▶ _What you need to do_
Search the records for "approved". Report every line where it occurs.

───── Available records

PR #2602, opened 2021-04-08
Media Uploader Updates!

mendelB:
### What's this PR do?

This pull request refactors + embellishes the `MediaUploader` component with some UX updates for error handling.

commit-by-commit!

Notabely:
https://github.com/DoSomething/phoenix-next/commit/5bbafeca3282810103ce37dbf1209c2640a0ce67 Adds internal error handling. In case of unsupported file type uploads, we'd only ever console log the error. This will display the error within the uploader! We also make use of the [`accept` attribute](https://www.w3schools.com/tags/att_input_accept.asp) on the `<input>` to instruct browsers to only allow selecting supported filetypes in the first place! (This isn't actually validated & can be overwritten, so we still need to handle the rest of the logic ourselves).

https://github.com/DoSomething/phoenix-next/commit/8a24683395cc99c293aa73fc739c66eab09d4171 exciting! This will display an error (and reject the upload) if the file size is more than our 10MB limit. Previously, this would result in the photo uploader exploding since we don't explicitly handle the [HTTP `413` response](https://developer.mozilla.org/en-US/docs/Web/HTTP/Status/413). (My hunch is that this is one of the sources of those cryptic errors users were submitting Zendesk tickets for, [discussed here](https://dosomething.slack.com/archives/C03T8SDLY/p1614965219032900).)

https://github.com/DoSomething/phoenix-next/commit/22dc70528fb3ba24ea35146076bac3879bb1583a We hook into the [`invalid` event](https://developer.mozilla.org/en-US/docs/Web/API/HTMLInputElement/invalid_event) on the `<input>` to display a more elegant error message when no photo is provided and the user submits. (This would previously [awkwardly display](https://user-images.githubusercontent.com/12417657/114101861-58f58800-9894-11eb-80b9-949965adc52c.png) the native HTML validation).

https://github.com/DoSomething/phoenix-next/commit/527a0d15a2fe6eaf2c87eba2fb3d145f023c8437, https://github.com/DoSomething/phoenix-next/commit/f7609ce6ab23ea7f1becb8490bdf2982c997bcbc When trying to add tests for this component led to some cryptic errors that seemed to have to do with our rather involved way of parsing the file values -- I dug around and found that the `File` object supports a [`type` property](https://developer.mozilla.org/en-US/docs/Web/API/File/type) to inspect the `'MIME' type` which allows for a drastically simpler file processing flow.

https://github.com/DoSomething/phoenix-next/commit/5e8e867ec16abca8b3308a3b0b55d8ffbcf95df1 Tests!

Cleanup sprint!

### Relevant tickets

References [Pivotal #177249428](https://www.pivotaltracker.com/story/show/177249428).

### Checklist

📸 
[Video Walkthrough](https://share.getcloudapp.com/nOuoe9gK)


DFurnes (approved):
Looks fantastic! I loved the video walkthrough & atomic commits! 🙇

──────────
───── Available records

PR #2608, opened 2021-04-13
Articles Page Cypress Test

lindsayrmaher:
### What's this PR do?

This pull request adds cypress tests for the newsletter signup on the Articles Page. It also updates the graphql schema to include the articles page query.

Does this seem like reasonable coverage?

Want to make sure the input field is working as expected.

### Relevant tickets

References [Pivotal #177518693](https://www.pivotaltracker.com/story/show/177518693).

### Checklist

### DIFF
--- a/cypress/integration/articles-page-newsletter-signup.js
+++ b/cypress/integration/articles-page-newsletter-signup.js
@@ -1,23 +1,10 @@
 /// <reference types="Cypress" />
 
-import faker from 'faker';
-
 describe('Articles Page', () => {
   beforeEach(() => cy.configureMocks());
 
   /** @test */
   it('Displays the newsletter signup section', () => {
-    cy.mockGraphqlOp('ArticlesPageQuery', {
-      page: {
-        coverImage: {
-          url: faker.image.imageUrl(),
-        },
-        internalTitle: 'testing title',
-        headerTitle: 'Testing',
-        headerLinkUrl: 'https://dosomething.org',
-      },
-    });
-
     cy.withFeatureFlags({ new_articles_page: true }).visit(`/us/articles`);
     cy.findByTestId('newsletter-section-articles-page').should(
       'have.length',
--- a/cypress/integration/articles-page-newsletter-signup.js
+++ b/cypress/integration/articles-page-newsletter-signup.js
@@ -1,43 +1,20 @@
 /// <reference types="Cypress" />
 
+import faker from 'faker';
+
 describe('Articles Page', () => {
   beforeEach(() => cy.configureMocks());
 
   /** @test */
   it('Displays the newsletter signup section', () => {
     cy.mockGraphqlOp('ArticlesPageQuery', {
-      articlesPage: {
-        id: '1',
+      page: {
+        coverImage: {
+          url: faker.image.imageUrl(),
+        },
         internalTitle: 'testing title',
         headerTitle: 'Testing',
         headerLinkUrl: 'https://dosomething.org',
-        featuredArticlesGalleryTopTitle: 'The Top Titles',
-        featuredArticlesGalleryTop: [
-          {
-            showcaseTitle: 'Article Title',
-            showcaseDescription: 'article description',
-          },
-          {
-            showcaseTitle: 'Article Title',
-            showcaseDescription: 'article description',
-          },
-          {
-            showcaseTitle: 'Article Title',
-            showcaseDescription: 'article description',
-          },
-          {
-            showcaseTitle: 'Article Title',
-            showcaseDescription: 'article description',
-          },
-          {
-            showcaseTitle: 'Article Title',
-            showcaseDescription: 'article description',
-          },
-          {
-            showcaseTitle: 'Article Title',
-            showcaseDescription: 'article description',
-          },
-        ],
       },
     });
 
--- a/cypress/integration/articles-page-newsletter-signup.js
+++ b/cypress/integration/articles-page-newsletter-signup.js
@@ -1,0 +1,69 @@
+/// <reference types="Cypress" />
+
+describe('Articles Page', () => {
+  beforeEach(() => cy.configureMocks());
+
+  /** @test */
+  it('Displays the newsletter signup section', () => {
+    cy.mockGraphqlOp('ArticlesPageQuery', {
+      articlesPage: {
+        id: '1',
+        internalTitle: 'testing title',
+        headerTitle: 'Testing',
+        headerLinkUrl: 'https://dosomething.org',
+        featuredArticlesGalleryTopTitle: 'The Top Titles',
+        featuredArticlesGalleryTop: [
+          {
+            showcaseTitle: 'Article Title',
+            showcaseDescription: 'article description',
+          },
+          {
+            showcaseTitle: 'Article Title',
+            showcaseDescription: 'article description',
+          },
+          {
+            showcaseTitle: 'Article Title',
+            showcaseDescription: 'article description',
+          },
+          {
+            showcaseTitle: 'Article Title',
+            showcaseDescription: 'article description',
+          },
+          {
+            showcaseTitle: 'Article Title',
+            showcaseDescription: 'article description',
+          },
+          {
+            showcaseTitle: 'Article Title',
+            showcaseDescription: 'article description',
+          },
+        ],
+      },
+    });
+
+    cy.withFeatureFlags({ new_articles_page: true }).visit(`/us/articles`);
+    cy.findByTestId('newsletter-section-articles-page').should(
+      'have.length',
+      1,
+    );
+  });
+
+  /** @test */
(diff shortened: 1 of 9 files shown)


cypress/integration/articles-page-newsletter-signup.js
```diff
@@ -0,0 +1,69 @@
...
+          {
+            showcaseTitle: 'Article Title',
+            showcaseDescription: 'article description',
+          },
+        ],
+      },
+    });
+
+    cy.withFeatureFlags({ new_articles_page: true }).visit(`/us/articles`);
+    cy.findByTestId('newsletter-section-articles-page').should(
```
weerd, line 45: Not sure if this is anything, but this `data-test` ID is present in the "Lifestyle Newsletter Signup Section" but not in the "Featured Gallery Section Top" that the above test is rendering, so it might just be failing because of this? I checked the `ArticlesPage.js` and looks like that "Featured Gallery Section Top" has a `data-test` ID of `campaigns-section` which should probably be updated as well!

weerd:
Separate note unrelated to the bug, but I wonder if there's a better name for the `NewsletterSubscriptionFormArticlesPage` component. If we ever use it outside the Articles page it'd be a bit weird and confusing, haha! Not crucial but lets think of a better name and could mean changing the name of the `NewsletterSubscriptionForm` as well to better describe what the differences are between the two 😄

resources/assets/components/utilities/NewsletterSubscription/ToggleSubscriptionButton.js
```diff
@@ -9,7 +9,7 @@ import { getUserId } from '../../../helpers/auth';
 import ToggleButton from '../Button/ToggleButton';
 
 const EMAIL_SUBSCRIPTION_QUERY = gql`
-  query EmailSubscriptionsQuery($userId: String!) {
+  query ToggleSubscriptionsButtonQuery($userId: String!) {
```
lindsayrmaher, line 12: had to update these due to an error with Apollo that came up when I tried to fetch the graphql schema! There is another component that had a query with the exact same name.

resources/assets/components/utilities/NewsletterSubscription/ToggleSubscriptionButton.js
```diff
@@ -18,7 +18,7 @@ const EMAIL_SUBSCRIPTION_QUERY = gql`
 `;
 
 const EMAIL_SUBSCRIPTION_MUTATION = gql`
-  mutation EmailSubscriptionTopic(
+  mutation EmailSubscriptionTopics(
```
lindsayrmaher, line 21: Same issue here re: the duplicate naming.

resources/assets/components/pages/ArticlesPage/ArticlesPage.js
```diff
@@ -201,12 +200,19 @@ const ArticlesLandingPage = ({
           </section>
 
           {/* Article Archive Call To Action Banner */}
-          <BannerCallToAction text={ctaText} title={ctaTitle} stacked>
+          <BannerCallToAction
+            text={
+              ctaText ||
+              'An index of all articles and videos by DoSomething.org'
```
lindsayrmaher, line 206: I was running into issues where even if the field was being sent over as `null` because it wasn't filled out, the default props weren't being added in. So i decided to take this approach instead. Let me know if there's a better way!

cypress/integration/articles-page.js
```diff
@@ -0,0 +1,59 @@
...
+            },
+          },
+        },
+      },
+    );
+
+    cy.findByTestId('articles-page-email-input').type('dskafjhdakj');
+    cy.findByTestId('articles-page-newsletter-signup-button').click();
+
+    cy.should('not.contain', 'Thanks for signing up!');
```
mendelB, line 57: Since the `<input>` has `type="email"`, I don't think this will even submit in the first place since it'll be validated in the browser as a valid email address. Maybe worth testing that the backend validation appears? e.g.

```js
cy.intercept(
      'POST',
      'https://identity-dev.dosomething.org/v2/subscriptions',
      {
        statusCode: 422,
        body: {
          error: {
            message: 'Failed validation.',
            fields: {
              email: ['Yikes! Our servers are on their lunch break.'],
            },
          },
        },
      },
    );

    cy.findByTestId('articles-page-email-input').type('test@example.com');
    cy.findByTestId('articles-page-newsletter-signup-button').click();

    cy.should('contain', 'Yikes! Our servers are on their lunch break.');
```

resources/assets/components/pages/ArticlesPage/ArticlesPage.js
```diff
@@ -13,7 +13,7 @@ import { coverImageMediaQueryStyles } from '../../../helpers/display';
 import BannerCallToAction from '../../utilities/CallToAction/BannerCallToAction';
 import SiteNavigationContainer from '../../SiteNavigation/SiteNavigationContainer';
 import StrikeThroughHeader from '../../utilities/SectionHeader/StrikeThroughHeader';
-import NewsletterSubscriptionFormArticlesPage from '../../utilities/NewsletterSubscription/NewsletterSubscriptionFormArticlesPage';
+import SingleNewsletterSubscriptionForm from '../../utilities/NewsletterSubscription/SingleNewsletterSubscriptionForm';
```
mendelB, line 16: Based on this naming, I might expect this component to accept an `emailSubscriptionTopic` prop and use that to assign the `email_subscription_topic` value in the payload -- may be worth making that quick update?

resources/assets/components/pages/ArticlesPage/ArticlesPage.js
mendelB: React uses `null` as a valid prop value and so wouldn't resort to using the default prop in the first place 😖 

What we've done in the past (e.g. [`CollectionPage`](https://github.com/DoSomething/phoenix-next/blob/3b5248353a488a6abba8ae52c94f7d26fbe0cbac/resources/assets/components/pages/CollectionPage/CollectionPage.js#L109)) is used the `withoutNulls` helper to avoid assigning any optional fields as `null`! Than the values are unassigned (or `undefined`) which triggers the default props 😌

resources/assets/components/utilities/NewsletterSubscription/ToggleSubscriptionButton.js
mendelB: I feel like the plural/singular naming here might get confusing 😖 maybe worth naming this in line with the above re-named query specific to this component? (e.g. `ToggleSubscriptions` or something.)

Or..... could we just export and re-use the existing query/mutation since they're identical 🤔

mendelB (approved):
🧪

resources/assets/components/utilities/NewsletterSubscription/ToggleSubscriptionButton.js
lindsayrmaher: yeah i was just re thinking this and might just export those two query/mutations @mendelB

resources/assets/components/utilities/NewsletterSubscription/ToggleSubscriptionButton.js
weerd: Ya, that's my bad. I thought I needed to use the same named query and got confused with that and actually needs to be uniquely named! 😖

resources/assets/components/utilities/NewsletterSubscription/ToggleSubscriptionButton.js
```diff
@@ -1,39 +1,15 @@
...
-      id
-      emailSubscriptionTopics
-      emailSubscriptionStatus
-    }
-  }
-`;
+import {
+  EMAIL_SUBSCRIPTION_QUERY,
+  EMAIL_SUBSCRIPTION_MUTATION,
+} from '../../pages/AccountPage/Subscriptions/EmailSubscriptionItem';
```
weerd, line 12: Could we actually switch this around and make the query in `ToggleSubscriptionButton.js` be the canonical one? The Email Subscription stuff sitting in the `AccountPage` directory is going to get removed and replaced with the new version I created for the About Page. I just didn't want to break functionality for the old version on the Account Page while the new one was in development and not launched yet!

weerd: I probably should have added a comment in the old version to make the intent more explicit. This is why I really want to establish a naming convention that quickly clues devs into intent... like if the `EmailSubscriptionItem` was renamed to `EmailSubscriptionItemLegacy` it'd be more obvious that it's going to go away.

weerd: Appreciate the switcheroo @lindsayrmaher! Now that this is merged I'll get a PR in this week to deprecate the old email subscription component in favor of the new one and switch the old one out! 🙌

──────────
───── Available records

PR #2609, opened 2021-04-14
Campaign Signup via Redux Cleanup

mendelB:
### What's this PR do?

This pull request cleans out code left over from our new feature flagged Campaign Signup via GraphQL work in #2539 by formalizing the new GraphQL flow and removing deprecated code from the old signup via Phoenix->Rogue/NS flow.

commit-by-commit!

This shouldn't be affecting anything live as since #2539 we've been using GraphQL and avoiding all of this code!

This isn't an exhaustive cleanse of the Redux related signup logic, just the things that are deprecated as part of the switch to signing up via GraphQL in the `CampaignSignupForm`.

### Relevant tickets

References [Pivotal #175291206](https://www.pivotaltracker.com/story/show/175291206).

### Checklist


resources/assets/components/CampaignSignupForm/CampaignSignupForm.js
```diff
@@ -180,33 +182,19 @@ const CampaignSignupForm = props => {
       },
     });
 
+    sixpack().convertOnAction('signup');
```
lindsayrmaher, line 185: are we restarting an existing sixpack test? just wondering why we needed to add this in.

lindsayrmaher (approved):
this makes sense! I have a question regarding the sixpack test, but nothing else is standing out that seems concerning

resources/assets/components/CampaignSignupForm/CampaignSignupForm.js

──────────

▶ _Written solution_
DFurnes (approved):
mendelB (approved):
lindsayrmaher (approved):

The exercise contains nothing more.